▶ **WHAT YOU ARE ASKED TO DO**: Scan the records for the string "forEach", then copy each line that has it.

*** Opening SUPPLIED ENTRIES ***

PR #139, opened 2018-04-24
Load Git repositories into memory

wchargin:
Summary:
In this newly added module, we load the structural state of a git
repository into memory. We do not load into memory the contents of any
blobs, so this is not enough information to perform any analysis
requiring file diffing. However, it is sufficient to develop a notion of
“this file was changed in this commit”, by simply diffing the trees.

Test Plan:
Unit tests added; `yarn test` suffices. Reading these snapshots is
pretty easy, even though they’re filled with hashes:
  - First, read over the commit specifications on lines 69–83 of
    `loadRepository.test.js`, so you know what to expect.
  - In the snapshot file, keep handy the time-ordered list of commit
    SHAs at the bottom of the file, so that you know which commit SHA is
    which.
  - To verify that the large snapshot is correct: for each commit, read
    the corresponding tree object and make sure that the structure is
    correct.
  - To verify the small snapshot, just check that it’s the correct
    subset of the large snapshot.
  - If you want to verify that the SHA for a blob is correct, open a
    terminal and run `git hash-object -t blob --stdin`; then, enter the
    content of the blob and press `<C-d>`. The result is the blob SHA.

To run a sanity-check on a large repository: apply the following patch:

<details>
<summary>Patch to print out statistics about loaded repository</summary>

```diff
diff --git a/config/paths.js b/config/paths.js
index d2f25fb..8fa2023 100644
--- a/config/paths.js
+++ b/config/paths.js
@@ -62,5 +62,6 @@ module.exports = {
     fetchAndPrintGithubRepo: resolveApp(
       "src/plugins/github/bin/fetchAndPrintGithubRepo.js"
     ),
+    loadRepository: resolveApp("src/plugins/git/loadRepository.js"),
   },
 };
diff --git a/src/plugins/git/loadRepository.js b/src/plugins/git/loadRepository.js
index a76b66c..9380941 100644
--- a/src/plugins/git/loadRepository.js
+++ b/src/plugins/git/loadRepository.js
@@ -106,3 +106,7 @@ function findTrees(git: GitDriver, rootTrees: Set<Hash>): Tree[] {
   }
   return result;
 }
+
+const result = loadRepository(...process.argv.slice(2));
+console.log("commits", result.commits.size);
+console.log("trees", result.trees.size);
```
</details>

Then, run `yarn backend` and put the following script in `test.sh`:

<details>
<summary>Contents for `test.sh`</summary>

```shell
#!/bin/bash
set -eu

repo="$1"
ref="$2"

via_node() {
    node bin/loadRepository.js "${repo}" "${ref}"
}

via_git() (
    cd "${repo}"
    printf 'commits '
    git rev-list "${ref}" | wc -l
    printf 'trees '
    git rev-list "${ref}" |
        while read -r commit; do
            git rev-parse "${commit}^{tree}"
            git ls-tree -rt "${commit}" \
                | grep ' tree ' \
                | cut -f 1 | cut -d ' ' -f 3
        done | sort | uniq | wc -l
)

echo
printf 'Running directly via git...\n'
time a="$(via_git)"

echo
printf 'Running Node script...\n'
time b="$(via_node)"

diff -u <(cat <<<"${a}") <(cat <<<"${b}")
```
</details>

Finally, run `./test.sh /path/to/some/repo origin/master`, and verify
that it exits successfully (zero diff). Here are some timing results on
SourceCred and TensorBoard:

  - SourceCred: 0.973s via Node, 0.327s via git.
  - TensorBoard: 30.836s via Node, 6.895s via git.

For TensorFlow, running via git takes 7m33.995s. Running via Node fails
with an out-of-memory error after 39 minutes, with 10GB RAM and 4GB
swap. See details below.

<details>
<summary>
Full timing details, commit SHAs, and OOM error message
</summary>

```
+ ./test.sh /home/wchargin/git/sourcecred 01634aabcca3756b38e13aaf2f451cfbda2ad5ea

Running directly via git...

real	0m0.327s
user	0m0.016s
sys	0m0.052s

Running Node script...

real	0m0.973s
user	0m0.268s
sys	0m0.176s
+ ./test.sh /home/wchargin/git/tensorboard 7aa1ab9d60671056b8811b7099eec08650f2e4fd

Running directly via git...

real	0m6.895s
user	0m0.600s
sys	0m0.832s

Running Node script...

real	0m30.836s
user	0m3.216s
sys	0m10.588s
+ ./test.sh /home/wchargin/git/tensorflow 968addadfd4e4f5688eedc31f92a9066329ff6a7

Running directly via git...

real	7m33.995s
user	5m21.124s
sys	1m5.476s

Running Node script...
FATAL ERROR: CALL_AND_RETRY_LAST Allocation failed - JavaScript heap out of memory
 1: node::Abort() [node]
 2: 0x121a2cc [node]
 3: v8::Utils::ReportOOMFailure(char const*, bool) [node]
 4: v8::internal::V8::FatalProcessOutOfMemory(char const*, bool) [node]
 5: v8::internal::Factory::NewFixedArray(int, v8::internal::PretenureFlag) [node]
 6: v8::internal::DeoptimizationInputData::New(v8::internal::Isolate*, int, v8::internal::PretenureFlag) [node]
 7: v8::internal::compiler::CodeGenerator::PopulateDeoptimizationData(v8::internal::Handle<v8::internal::Code>) [node]
 8: v8::internal::compiler::CodeGenerator::FinalizeCode() [node]
 9: v8::internal::compiler::PipelineImpl::FinalizeCode() [node]
10: v8::internal::compiler::PipelineCompilationJob::FinalizeJobImpl() [node]
11: v8::internal::Compiler::FinalizeCompilationJob(v8::internal::CompilationJob*) [node]
12: v8::internal::OptimizingCompileDispatcher::InstallOptimizedFunctions() [node]
13: v8::internal::Runtime_TryInstallOptimizedCode(int, v8::internal::Object**, v8::internal::Isolate*) [node]
14: 0x12dc8b08463d
```
</details>

wchargin-branch: load-git-repositories

### DIFF
--- a/src/plugins/git/loadRepository.js
+++ b/src/plugins/git/loadRepository.js
@@ -1,0 +1,121 @@
+/*
+ * Load a git repository into memory. This dumps the commit and tree
+ * data into a structured form. Contents of blobs are not loaded.
+ *
+ * If the repository contains file names that are not valid UTF-8
+ * strings, the result is undefined.
+ *
+ * Note: git(1) is a runtime dependency of this module.
+ */
+// @flow
+
+import {execFileSync} from "child_process";
+
+export type GitDriver = (args: string[], options?: ExecOptions) => string;
+type ExecOptions = Object; // close enough
+export function localGit(repositoryPath: string): GitDriver {
+  return function git(args: string[], options?: ExecOptions): string {
+    // Throws an Error on shell failure.
+    return execFileSync(
+      "git",
+      ["-C", repositoryPath, ...args],
+      options
+    ).toString();
+  };
+}
+
+export type Repository = {|
+  +commits: Map<Hash, Commit>,
+  +trees: Map<Hash, Tree>,
+|};
+export type Hash = string;
+export type Commit = {|
+  +hash: Hash,
+  +treeHash: Hash,
+|};
+export type Tree = {|
+  +hash: Hash,
+  +entries: Map<string, TreeEntry>, // map from name
+|};
+export type TreeEntry = {|
+  +type: "blob" | "commit" | "tree",
+  +name: string,
+  +hash: Hash,
+|};
+
+/**
+ * Load a Git repository from disk into memory. The `rootRef` should be
+ * a revision reference as accepted by `git rev-parse`: "HEAD" and
+ * "origin/master" will be common, while a specific SHA or tag might be
+ * used to fix a particular state of a repository.
+ */
+export function loadRepository(
+  repositoryPath: string,
+  rootRef: string
+): Repository {
+  const git = localGit(repositoryPath);
+  const commits = findCommits(git, rootRef);
+  const trees = findTrees(git, new Set(commits.map((x) => x.treeHash)));
+  return {commits: hashMap(commits), trees: hashMap(trees)};
+}
+
+function hashMap<T: {+hash: Hash}>(ts: $ReadOnlyArray<T>): Map<Hash, T> {
+  const result = new Map();
+  ts.forEach((t) => {
+    result.set(t.hash, t);
+  });
+  return result;
+}
+
+function findCommits(git: GitDriver, rootRef: string): Commit[] {
+  return git(["log", "--oneline", "--pretty=%H %T", rootRef])
+    .split("\n")
+    .filter((line) => line.length > 0)
+    .map((line) => {
+      const [hash, treeHash] = line.split(" ");
+      return {hash, treeHash};
+    });
+}
+
+function findTrees(git: GitDriver, rootTrees: Set<Hash>): Tree[] {
+  const result: Tree[] = [];
+  const visited: Set<Hash> = new Set();
+  const frontier: Set<Hash> = new Set(rootTrees);
+  while (frontier.size > 0) {
+    const next = frontier.values().next();
+    if (next.done) {
+      // Flow doesn't know that this is impossible, but it is.
+      throw new Error("Impossible! `frontier` had positive size.");
+    }
+    const treeHash: Hash = next.value;
+    visited.add(treeHash);
+    frontier.delete(treeHash);
+    const tree = loadTree(git, treeHash);
+    result.push(tree);
+    for (const entry of tree.entries.values()) {
+      if (entry.type === "tree" && !visited.has(entry.hash)) {
+        frontier.add(entry.hash);
+      }
+    }
+  }
+  return result;
+}
+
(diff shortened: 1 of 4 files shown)


src/plugins/git/loadRepository.test.js
```diff
@@ -0,0 +1,156 @@
...
+import mkdirp from "mkdirp";
+import path from "path";
+import tmp from "tmp";
+
+import type {GitDriver} from "./loadRepository";
+import {localGit, loadRepository} from "./loadRepository";
+
+const cleanups: (() => void)[] = [];
+afterAll(() => {
+  cleanups.forEach((f) => {
```
decentralion: (nit): why not `cleanups.forEach((f) => f())`?

src/plugins/git/loadRepository.test.js
```diff
@@ -0,0 +1,156 @@
...
+    f();
+  });
+});
+
+function mkdtemp() {
+  const result = tmp.dirSync();
+  cleanups.push(() => result.removeCallback());
```
decentralion: looks like this would be a really nice case to use python context managers (if we were in python) :)

src/plugins/git/loadRepository.test.js
wchargin: That lambda is equivalent to `(f) => { return f(); }`, which is not what I mean. In this case, the effect is the same (because JavaScript), but I prefer to follow Google style and only use the expression form when you actually want an expression.

src/plugins/git/loadRepository.test.js
wchargin: Yep: `with tempfile.TemporaryDirectory as tmpdir():` is great.

src/plugins/git/loadRepository.js
```diff
@@ -0,0 +1,109 @@
...
+    .split("\n")
+    .filter((line) => line.length > 0)
+    .map((line) => {
+      const [hash, treeHash] = line.split(" ");
+      return {hash, treeHash};
+    });
+}
+
+function findTrees(git: GitDriver, rootTrees: Set<Hash>): Tree[] {
+  const result: Tree[] = [];
```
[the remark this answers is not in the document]
wchargin: Noted. There are a number of potential reasonable formulations, which I’m happy to explore.

wchargin:
Pushing a no-op change to get an up-to-date Travis merge check.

*** Closing SUPPLIED ENTRIES ***

▶ **PROBLEM SOLUTION**:
+  ts.forEach((t) => {
+  cleanups.forEach((f) => {
decentralion: (nit): why not `cleanups.forEach((f) => f())`?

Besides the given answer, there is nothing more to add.